### The task
Repeat, exactly as written, the lines of the records below from the first through the line with "I don't feel this is a good approach.", but none past it.

Dataset entries:
PR #1335, opened 2018-04-17
Add new event for notifications settings

samiraguiar:
As suggested and discussed in #5637, a new event is signalled after fetching
user preferences for notifications when sending e-mails. This allows plugins
to overwrite those preferences and allow flexible customization of notifications
(on a per-project basis, for example).

Although we currently have signals EVENT_NOTIFY_USER_INCLUDE
and EVENT_NOTIFY_USER_EXCLUDE, those will only work when
notifications are enabled for users. However, enabling those notifications can
become a problem when we have a large number of users and projects,
since one would need to manually disable notifications for each user
that does not have them customized.

The new event is a chain event since more than one plugin may want to
overwrite those settings.


docbook/Developers_Guide/en-US/Events_Reference_Notify.xml
```diff
@@ -58,6 +58,38 @@
...
+					<listitem><para>&lt;Integer&gt;: Bug ID</para></listitem>
+					<listitem><para>&lt;String&gt;: Notification type</para></listitem>
+				</itemizedlist>
+
+				<itemizedlist>
+					<title>Return Value</title>
+					<listitem><para>
+					&lt;Array&gt;: Array with all the parameters in the same order as they were received.
+					The first element of the returned array will be used to overwrite the value set
+					in the user preferences for that particular notification. A value equals to the OFF
```
dregad: _equal_ (no `s`)

dregad:
@cproensa since you're more of an expert with plugins than I am, maybe you want to comment.

cproensa:
I don't feel this is a good approach.
We would create an event with the main goal to fix user preferences for a per-project configuration. Why don't we fix that properly, it's about time?
The pending discussion for that is where to store the user prefs. in config table, which already can be set by user and project? another table with similar structure as config? etc

vboctor:
I haven't reviewed the code, but I agree with @cproensa and I don't understand why the current design doesn't address the need by having a DEVELOPER plugin for those working on the project, and a lower access level (e.g. UPDATER) for those that have access but are not working on the project.  See the issue for more details about my thoughts.

samiraguiar:
@vboctor Please take a look at [the issue](https://www.mantisbt.org/bugs/view.php?id=5637), I've added a note explaining why the current design doesn't allow this.

PR #1336, opened 2018-04-18
Code Cleanup

atrol:
- Remove unused function filter_exists
- PHPdoc fixes
- Remove unused local variables

### DIFF
--- a/core/classes/DbQuery.class.php
+++ b/core/classes/DbQuery.class.php
@@ -390,6 +390,7 @@ class DbQuery {
 	 * to final ADOdb parameter syntax.
 	 * Will convert all labeled ":xxx", and anonymous "$n" parameters, and build
 	 * a values array suitable for ADOdb.
+	 * @param integer $p_counter_start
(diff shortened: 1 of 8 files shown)


core/print_api.php
```diff
@@ -1248,10 +1248,6 @@ function print_custom_field_projects_list( $p_field_id ) {
  * @return void
  */
 function print_plugin_priority_list( $p_priority ) {
-	if( $p_priority < 1 && $p_priority > 5 ) {
-		echo '<option value="', $p_priority, '" selected="selected">', $p_priority, '</option>';
-	}
-
```
dregad: I wouldn't qualify this as useless. Even though it's unlikely to happen as there is no path for that in Mantis core, the priority *could* technically have a value other than 1..5; this code ensures that whatever is stored in the database does not get silently overwritten when the form is submitted.

I recommend to not merge this commit.

dregad: Yes you're right, I didn't check the actual condition :blush:... Should be `||` then.

PR #1337, opened 2018-04-18
Correct default value of my_view_boxes in Admin Guide

atrol:
Fixes #24326

### DIFF
--- a/docbook/Admin_Guide/en-US/config/myview.xml
+++ b/docbook/Admin_Guide/en-US/config/myview.xml
@@ -13,13 +13,17 @@
 					to be shown. A box that is not to be shown can have its value set
 					to 0. The default is:
 					<programlisting>
-$g_my_view_boxes = array( 'assigned' =&gt; '1',
-                          'unassigned' =&gt; '2',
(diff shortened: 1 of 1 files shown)


docbook/Admin_Guide/en-US/config/myview.xml
```diff
@@ -13,13 +13,17 @@
...
 					<programlisting>
-$g_my_view_boxes = array( 'assigned' =&gt; '1',
-                          'unassigned' =&gt; '2',
-                          'reported' =&gt; '3',
-                          'resolved' =&gt; '4',
-                          'recent_mod' =&gt; '5',
-                          'monitored' =&gt; '6'
-                   );
+$g_my_view_boxes = array(
+	'assigned'      => '1',
```
vboctor: Isn't the escaping of `>` necessary as per the deleted code?

atrol: I tried this on one of my dev boxes and didn't see anything wrong in generated HTML.
Not sure if it will work also on our build server as I am using a newer OS / Publican, but I thought it's worth a try when changing it.

PR #1348, opened 2018-05-15
Consider show_user_realname_threshold when sorting by reporter or handler

atrol:
Fixes #24435

### DIFF
--- a/core/classes/BugFilterQuery.class.php
+++ b/core/classes/BugFilterQuery.class.php
@@ -1541,7 +1541,7 @@ class BugFilterQuery extends DbQuery {
 				$t_select = 'COALESCE(';
 				# Note: show_realname should only be set at global or all_projects
 				# Note: sort_by_last_name is not supported here
-				if( ON == config_get( 'show_realname' ) ) {
+				if( user_show_realname() ) {
 					$t_select .= 'NULLIF(' . $t_table_alias . '.realname, \'\'), ';
 				}
 				$t_select .= $t_table_alias . '.username, ';


cproensa:
IIRC, this was left out of the implementation due to the difficulties of having the option to show "last name/ first name". In that case the sorting would be messed.
However, having this sort implmented could be better than nothing.

atrol:
> this was left out of the implementation due to the difficulties of having the option to show "last name/ first name".

@cproensa I don't understand how this is related to my PR.

My PR deals with show_user_realname_threshold, but does not try to implement anything related to sort_by_last_name option.

cproensa:
> @cproensa I don't understand how this is related to my PR

OK. I had the confused thought that `sort_by_last_name` also displayed the realname in reversed order for last/first name. (has it never been that way?)
So i intentionally left out, when implementing that code, the changes from this PR under that assumption (because the last/first name is not stored in database).

So well, after realizing i was fool and wrong, this PR seems ok. (haven't tested yet)
Thanks

atrol:
No merge needed as the change is contained in https://github.com/mantisbt/mantisbt/pull/1351 as a minor code refactoring enhancement.

atrol:
I am closing ths PR for now to avoid merging, as the change is part of PR https://github.com/mantisbt/mantisbt/pull/1351 https://github.com/mantisbt/mantisbt/pull/1351/commits/edc63e04fb87fe70c0d31e591373b8f2375761be 

The change in context of https://github.com/mantisbt/mantisbt/pull/1351 is no longer dealing with show_user_realname_threshold but just a code cleanup as https://github.com/mantisbt/mantisbt/pull/1351 assumes that show_user_realname_threshold is not considered if show_realname = ON.

The PR should be reopened and merge in case we do not agree in concept of https://github.com/mantisbt/mantisbt/pull/1351

PR #1349, opened 2018-05-15
Display username as tooltip if realname is displayed

atrol:
Fixes #24436

Display realname if show_realname is set to ON and user is allowed to see realnames, display the username as tooltip.

This is more logical than what we have after https://mantisbt.org/bugs/view.php?id=23375 but is also better concerning @ mentions than what we had before implementation of # 23375


atrol:
No merge needed if we agree to merge https://github.com/mantisbt/mantisbt/pull/1351 as the same change is part of it.

atrol:
Replaced by https://github.com/mantisbt/mantisbt/pull/1351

### Exercise output
PR #1335, opened 2018-04-17
Add new event for notifications settings

samiraguiar:
As suggested and discussed in #5637, a new event is signalled after fetching
user preferences for notifications when sending e-mails. This allows plugins
to overwrite those preferences and allow flexible customization of notifications
(on a per-project basis, for example).

Although we currently have signals EVENT_NOTIFY_USER_INCLUDE
and EVENT_NOTIFY_USER_EXCLUDE, those will only work when
notifications are enabled for users. However, enabling those notifications can
become a problem when we have a large number of users and projects,
since one would need to manually disable notifications for each user
that does not have them customized.

The new event is a chain event since more than one plugin may want to
overwrite those settings.


docbook/Developers_Guide/en-US/Events_Reference_Notify.xml
```diff
@@ -58,6 +58,38 @@
...
+					<listitem><para>&lt;Integer&gt;: Bug ID</para></listitem>
+					<listitem><para>&lt;String&gt;: Notification type</para></listitem>
+				</itemizedlist>
+
+				<itemizedlist>
+					<title>Return Value</title>
+					<listitem><para>
+					&lt;Array&gt;: Array with all the parameters in the same order as they were received.
+					The first element of the returned array will be used to overwrite the value set
+					in the user preferences for that particular notification. A value equals to the OFF
```
dregad: _equal_ (no `s`)

dregad:
@cproensa since you're more of an expert with plugins than I am, maybe you want to comment.

cproensa:
I don't feel this is a good approach.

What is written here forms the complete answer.